# Taiwan Trip - Tiny Bottle With Plant and Fish



## Pizzle (May 24, 2011)

In January my family and I went to Taiwan to visit and do some sightseeing. While I wasn't there to see fish, I did end up finding a few interesting things that I want to share with you.

There was a small glass bottle with a plant in it above the urinal at the Ciaotou Sugar Refinery Train Station of the Kaohsiung MRT. As I enjoy plants, I of course chose the urinal closest to the plant. To my amazement I noticed that there were at least two tiny fish in the bottle. I circled one of the fish in the middle picture.

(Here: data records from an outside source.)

PR #591, opened 2026-08-21
feat(ui): resource tree filter

### LINKED ISSUE #169: ResourceTree search/filter
Had this thought the other day @johanpel, thoughts?

Not sure how useful this in practice, but seems like if you had many resources, some way to filter would be useful (only show me resource of type T)

johallar:
# Description
Implements resource tree filtering by fsm type, resource type, plain text, or id. 

Integrates with deep linking so users or agents can highlight or filter resources to share.

Depends on https://github.com/rapidsai/quent/pull/588

## Related Issues
Fixes #169 

## Testing
1. Open any query, open the search options. Try all options provided, verify that tree filters as expected. All sub rows should come along with search results (operators, entities, etc)
2. Search should apply to NVTX tree
3. Search box can also handle comma delimited IDs, fish some resource IDs out of the network request and try comma delimited list of IDs
4. Use search term that finds nothing, verify empty message
5. "Show all" checkbox should show results in context of the full tree
6. Clear should clear all active filters
7. Badge next to search icon should show number of active filters
8. Verify that deep linking is fully integrated, all resource filters + show all should be deep link-able

## Screenshots

https://github.com/user-attachments/assets/361e8cae-5caf-4dfd-a20a-7be21a8a63d3


cmatzenbach:
When trying a bogus search term, I noticed all the timeline stuff is filtered out, but the NVTX rows still appear. Are they not being filtered by search term?

Screenshot_20260901_161021

cmatzenbach:
UI nit (take it or leave it): I do wonder if we should make the menu "pop" a bit more. You can see it is an overlay on the right, as it differentiates against the backdrop of the timeline scrubber, but on the left side it blends into the background. It's not imperative as it doesn't take up too much vertical real estate now, but it may be nice visually to have it stand out more (and may be helpful should the menu expand to multiple rows).

image

cmatzenbach:
So when you have an active filter, it is not letting me collapse the worker rows. Was this intentional? I think users should still be able to collapse the rows if they want, it's not clear that they would need to clear filters to be able to do this again (if this is intentional, maybe a pop-up saying "Clear filters to collapse worker groups" or something)

https://github.com/user-attachments/assets/81ae9c2c-448c-47f0-b9ae-6cb4f8f4d964

cmatzenbach:
So on queries _without_ NVTX data, when I add a filter that has 0 results, I get a nice message like this:

Screenshot_20260901_163722


This doesn't happen when NVTX data is present - there must be some check that's failing due to NVTX data still being present that is preventing that from showing.

ui/scripts/deep-link.ts
```diff
@@ -52,7 +64,16 @@ async function readState(
             : {}),
         }
       : { ...raw, route };
-  const parsed = DeepLinkStateV2Schema.safeParse(candidate);
+  const resourceFilter = {
+    ...(typeof values['resource-search'] === 'string' ? { search: values['resource-search'] } : {}),
+    ...(parseList(values['resource-types'])
+      ? { resourceTypes: parseList(values['resource-types']) }
```
cmatzenbach: Rather than calling this twice (both here and below), we should hoist to a local const for clarity/efficiency, e.g.:

```
const resourceTypes = parseList(values['resource-types']);  
const fsmTypes = parseList(values['fsm-types']);
```

johallar:
> When trying a bogus search term, I noticed all the timeline stuff is filtered out, but the NVTX rows still appear. Are they not being filtered by search term?

Yeah this is a bit of an oversight, NVTX is not included in the search for now, and eventually the NVTX rows will become sub-rows of the resources. The short/medium term fix is to probably show the empty message for each sub-tree.

I am working on a follow up that allows each sub tree (resources/nvtx) to determine its own filtering capabilities.

https://github.com/user-attachments/assets/ebedbd22-6c43-46c6-a335-e5ad672cb0bc

johallar:
> UI nit (take it or leave it): I do wonder if we should make the menu "pop" a bit more. You can see it is an overlay on the right, as it differentiates against the backdrop of the timeline scrubber, but on the left side it blends into the background. It's not imperative as it doesn't take up too much vertical real estate now, but it may be nice visually to have it stand out more (and may be helpful should the menu expand to multiple rows).
> 
> image

I agree, i'll explore some options

johallar:
@cmatzenbach Addressed here:
* text search now searches both nvtx AND resources
* Resource rows expand/collapse in "show all" mode
* Added border + a little extra padding for search box to pop more. Think it could still use more, but best I could do for now.

cmatzenbach (approved):
Looks great!

Issue #271, opened 2019-07-03
Add to map function


kstola2:
See: #268 

Add some functionality to the pending pool map struct from issue #270 .

It should be able to return whether a key exists in the map (example in here: https://blog.golang.org/go-maps-in-action)

It should have an add function, that addresses two cases:
- If the contract's sender public key hash is not in the map, pass it to our regular `validateContract` function. If it's invalid, return an error. If it is valid, it'll get the table balance and table nonce, create a pending balance/pending state nonce struct with the pending balance being the difference between the table balance and the valid contract value and pending nonce being equal to the contract nonce, add the hash and the struct to the map, then return `nil`.
- If the contract's sender public key hash _is_ in the map, pass it to the #269 validation function. If that returns an error, return an error. If it returns nil, update the map's struct for that public key hash with the two values returned from #269. Then return `nil`.

HarryL5004:
Completed

Issue #270, opened 2019-07-03
pending pool package


kstola2:
See: #268 

Make a new package pertaining to pending pool.

Make a struct that contains a pending balance and pending state nonce. 

Make a struct that contains a map who's key is a wallet address and who's value is of the type of the above struct.

I don't think there need to be any tests for this. A couple of `New` constructor functions might be nice.

Help with maps: https://blog.golang.org/go-maps-in-action

HarryL5004:
I don't think we can use byte slice as a key for maps in golang, but we can encode the wallet address to string and use that as a key instead.

> ...map keys may be of any type that is comparable...Notably absent from the list are slices, maps, and functions; these types cannot be compared using ==, and may not be used as map keys.
-From https://blog.golang.org/go-maps-in-action

kstola2:
How about we hex encode to string?

HarryL5004:
Completed

Issue #250, opened 2019-06-24
Change accounts package I/O function file parameter


kstola2:
Change I/O related functions to use file pointers/database connections instead of opening and closing excessively in the `accounts` package

https://www.vividcortex.com/blog/2015/09/22/common-pitfalls-go/

Example: [This](https://github.com/SIGBlockchain/project_aurum/blob/dev/internal/producer/src/accountstable/accountstable.go#L110) should instead be a parameter that is passed in

- [x] All `accountstable` package functions use database connections passed in
- [x] All `accountstable` tests pass
- [x] All usages of modified `accountstable` functions refactored

HarryL5004:
Completed

PR #276, opened 2019-07-07
Pending pool package

HarryL5004:
Issue #270, #271

### DIFF
--- a/internal/pendingpool/pendingpool.go
+++ b/internal/pendingpool/pendingpool.go
@@ -1,0 +1,85 @@
+package pendingpool
+
+import (
+	"database/sql"
+	"encoding/hex"
+	"errors"
+
+	"github.com/SIGBlockchain/project_aurum/internal/constants"
+	"github.com/SIGBlockchain/project_aurum/internal/producer/src/contracts"
+	"github.com/SIGBlockchain/project_aurum/internal/producer/src/hashing"
+	"github.com/SIGBlockchain/project_aurum/internal/producer/src/validation"
+	"github.com/SIGBlockchain/project_aurum/internal/publickey"
+)
+
+//PendingData contains pending balance and pending nonce
+type PendingData struct {
+	PendingBal   uint64
+	PendingNonce uint64
+}
+
+//PendingMap contains a map that maps a hex encoded string of a wallet address to a pointer of PendingData
+type PendingMap struct {
+	Sender map[string]*PendingData
+}
+
+//NewPendingData returns an instance of pendingData given pending balance and pending nonce
+func NewPendingData(pendingBal uint64, pendingNonce uint64) PendingData {
+	return PendingData{pendingBal, pendingNonce}
+}
+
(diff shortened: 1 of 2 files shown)


internal/pendingpool/pendingpool.go
```diff
@@ -0,0 +1,85 @@
...
+}
+
+//NewPendingData returns an instance of pendingData given pending balance and pending nonce
+func NewPendingData(pendingBal uint64, pendingNonce uint64) PendingData {
+	return PendingData{pendingBal, pendingNonce}
+}
+
+//NewPendingMap returns an instance of pendingMap given a wallet address and an instance of pendingData
+func NewPendingMap(walletAddress []byte, data PendingData) PendingMap {
+	encodedWalletAddr := hex.EncodeToString(walletAddress)
```
kstola2: Can this map be instantiated without passing in anything? Or I guess I don't see why it needs to be instantiated with at least one map element.

internal/pendingpool/pendingpool.go
```diff
@@ -0,0 +1,85 @@
...
+	}
+
+	senderPD, inMap := m.Sender[senderPKStr]
+	if !inMap { // if the key is not in the map
+		err := validation.ValidateContract(c)
+		if err != nil {
+			return errors.New("Failed to validate contract: " + err.Error())
+		}
+
+		accDB, err := sql.Open("sqlite3", constants.AccountsTable)
```
kstola2: Per issue #250 , we will no longer be opening and closing database connections within functions because it's needlessly resource intensive to be opening and closing them for short periods of time. So we can just assume that a database connection is passed into this function.

internal/pendingpool/pendingpool.go
```diff
@@ -0,0 +1,85 @@
...
+		if err != nil {
+			return errors.New("Failed to open accounts table: " + err.Error())
+		}
+		defer accDB.Close()
+
+		row, err := accDB.Query("SELECT balance FROM account_balances WHERE public_key_hash = \"" + senderPKStr + "\"")
```
kstola2: Don't we have a function that retrieves a balance in the `accountstable` package?

internal/pendingpool/pendingpool.go
```diff
@@ -0,0 +1,85 @@
...
+	return PendingMap{m}
+}
+
+//Add returns an error if the process of validating the given contract has failed.
+//Otherwise, Add either inserts the sender's PKhash and the PendingData struct into the map,
+//or updates the pending balance and pending nonce for that sender's PKhash in the map
+func (m *PendingMap) Add(c *contracts.Contract) error {
+	senderPKHash := hashing.New(publickey.Encode(c.SenderPubKey))
+	senderPKStr := hex.EncodeToString(senderPKHash) // hex encoded sender PKhash string for the key
+	if m.Sender == nil {
```
kstola2: Isn't this redundant if the map is already constructed in the `NewPendingMap` function?

Issue #285, opened 2019-07-21
Post ip:port combo to blockpub


kstola2:
Using a GET request, post the producer's IP and port combination to the peer discovery page.

kstola2:
Completed

PR #289, opened 2019-07-27
Get request blockpub add peer

kstola2:
Issue #285

### DIFF
--- a/internal/endpoints/endpoints.go
+++ b/internal/endpoints/endpoints.go
@@ -3,4 +3,5 @@ package endpoints
 const (
 	AccountInfo = "/accountinfo"
 	Contract    = "/contract"
+	AddPeer     = "http://blockchain.acmapp.tech/peer/add"
 )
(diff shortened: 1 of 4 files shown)


kstola2:
> 
> 
> Looks good, but if we are posting the producer's IP and port to the web page you showed us on Monday, shouldn't we use a POST request rather than a GET request?



> 
> 
> Looks good, but if we are posting the producer's IP and port to the web page you showed us on Monday, shouldn't we use a POST request rather than a GET request?

That's a great question. So while GET requests typically deliver some parameter in order to get a response back with some information, it doesn't necessarily always need to restricted to this type of service. If I only want to post say 1 or 2 parameters, like a login, we can do a GET request with those. 

Incidentally, `blockpub` is configured to only accept GET requests on the `peer/add` endpoint:

https://github.com/SIGBlockchain/blockpub/blob/master/routes/web.php#L19

PR #290, opened 2019-07-27
Change blockchain package I/O function file parameter 

HarryL5004:
Issue 249

### DIFF
--- a/cmd/handlers/main.go
+++ b/cmd/handlers/main.go
@@ -92,8 +92,8 @@ func main() {
 	if err != nil {
 		log.Fatalf("Failed to get youngestBlockHeader")
 	}
-	if errClosing := ledgerFile.Close(); errClosing != nil {
-		log.Fatalf("Failed to close ledger file")
+	if err := ledgerFile.Close(); err != nil {
+		log.Fatalf("Failed to close ledger file: %v", err)
 	}
 	// Metadata about block production
 	var chainHeight = youngestBlockHeader.Height
@@ -154,12 +154,12 @@ func main() {
 					log.Fatalf("failed to open ledger file: %s\n", err)
 				}
 				err = blockchain.AddBlock(newBlock, blockchainFile, metadataDatabaseConnection)
-				if err := blockchainFile.Close(); err != nil {
-					log.Fatalf("Failed to close blockchain file: %v", err)
-				}
 				if err != nil {
 					log.Fatalf("Failed to add block %v", err)
 				} else {
+					if err := blockchainFile.Close(); err != nil {
+						log.Fatalf("Failed to close blockchain file: %v", err)
+					}
 					chainHeight++
 					// Reset pending pool map to empty
 					for k := range pendingMap.Sender {
--- a/cmd/handlers/main.go
+++ b/cmd/handlers/main.go
@@ -158,6 +158,9 @@ func main() {
 					// Reset pool
 					pendingContractPool = nil
 
+					// Reset youngest block header
+					youngestBlockHeader = newBlock.GetHeader()
+
 					// Reset production interval
 					go triggerInterval(intervalChannel, productionInterval)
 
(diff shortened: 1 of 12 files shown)


cmd/handlers/main.go
```diff
@@ -136,7 +149,15 @@ func main() {
 			} else {
 
 				// Add block to blockchain
-				if err := blockchain.AddBlock(newBlock, constants.BlockchainFile, constants.MetadataTable); err != nil {
+				blockchainFile, err := os.OpenFile(constants.BlockchainFile, os.O_APPEND|os.O_WRONLY, 0644)
```
kstola2: Why is this being opened a second time?

HarryL5004: The file is opened with different flags here for the purpose of appending new data, whereas when the file is first opened it was simply for read only.

HarryL5004: The `(*FILE) seek` function within the `getBlockBy...` funcs does not work as intended when a file is opened with the flag `O_APPEND`. That's why I chose to open the files for `addBlock` and `getBlockBy...` separately.

kstola2: My concern is that the second time we open the file, we are opening it within a loop, so it will happen each time. Is it possible to close the file pointer the first time once we're done, then open a new one for appending, and just reuse that for the loop?

cmd/handlers/main.go
```diff
@@ -136,7 +149,15 @@ func main() {
...
+				if err != nil {
+					log.Fatalf("failed to open ledger file: %s\n", err)
+				}
+				err = blockchain.AddBlock(newBlock, blockchainFile, metadataDatabaseConnection)
+				if errClosing := blockchainFile.Close(); errClosing != nil {
+					log.Fatalf("Failed to close blockchain file: %v", err)
```
kstola2: Why is `errClosing` being declared if we print out `err` in the `log.Fatalf`?

HarryL5004: Oh, `log.Fatalf` should print `errClosing` rather than `err` here.

cmd/handlers/main.go
HarryL5004: It is certainly possible to reuse the same file pointer for appending. I was concerned about opening a file indefinitely.

kstola2: I don't feel there's anything wrong with opening the file indefinitely. Although I suppose it might become an issue if we want to read from it. We can keep it as is unless it becomes an issue later.

cmd/handlers/main.go
kstola2: Instead of `errClosing` you can just call it `err`. It will be a different `err` than the one on line 156, because its within its own scope. That one should also be handled though.

- [ ] handle `AddBlock` `err`
- [ ] use `err` instead of `errClosing` in `if` block

kstola2: Shouldn't we handle the `AddBlock` error first? It seems if it is not nil, we log fatally anyway. If it is nil, then in the else block starting on line 162 we can then close it, and handle that error.

- [ ] Handle `AddBlock` error first; if it works correctly, handle the `Close` error

cmd/handlers/main.go
```diff
@@ -77,11 +84,17 @@ func main() {
...
+	ledgerFile, err := os.OpenFile(constants.BlockchainFile, os.O_RDONLY, 0644)
+	if err != nil {
+		log.Fatalf("Failed to open ledger file")
+	}
+	youngestBlockHeader, err := blockchain.GetYoungestBlockHeader(ledgerFile, metadataDatabaseConnection)
 	if err != nil {
 		log.Fatalf("Failed to get youngestBlockHeader")
 	}
-
+	if errClosing := ledgerFile.Close(); errClosing != nil {
```
kstola2: - [ ] Change `errClosing` to `err` and add it to the log statement.

Issue #228, opened 2019-06-19
Add error returns to keys functions.


kstola2:
Currently the encoding & decoding functions in the `keys` package are simply ignoring errors within the function body instead of returning them if they are faulty. If a conversion fails we should know about it and handle it gracefully instead of panicking.

This may cause some tests in the project overall to fail because of their current usage.

Example of area where an error needs to be handled: https://github.com/SIGBlockchain/project_aurum/blob/dev/internal/publickey/publickey.go#L23

- [x] all `privatekey` and `publickey` package functions handle errors if possible
- [x] all `privatekey` and `publickey` package tests pass
- [x] all usages of modified `privatekey` and `publickey` functions in repo refactored to handle errors
- [x] Use commit history to identify and validate changes

bashbashbash:
via #306, this issue was resolved

ramirez915:
Changes on the WIP regarding `publickey.Encode()` and `publickey.Decode()` for error handling look good to me and the changes throughout the project to account for these changes make sense to me.

ramirez915:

I realize that the picture is blurry so it is hard to see the fish, but it is the only picture I took in which a fish is visible. I don't know anything about the maintenance done on this tiny bottle or what the fish eat. The bathroom was very clean so I guess that the water in the bottle is changed everyday. The plant appears to be a common plant which we call pothos ivy or devils ivy here in the U.S. I have some sticking out of the HOB of my Tanganyika tank. I don't want to encourage somebody to try putting a fish into such a small bottle but it really blew my mind, so I want to share it.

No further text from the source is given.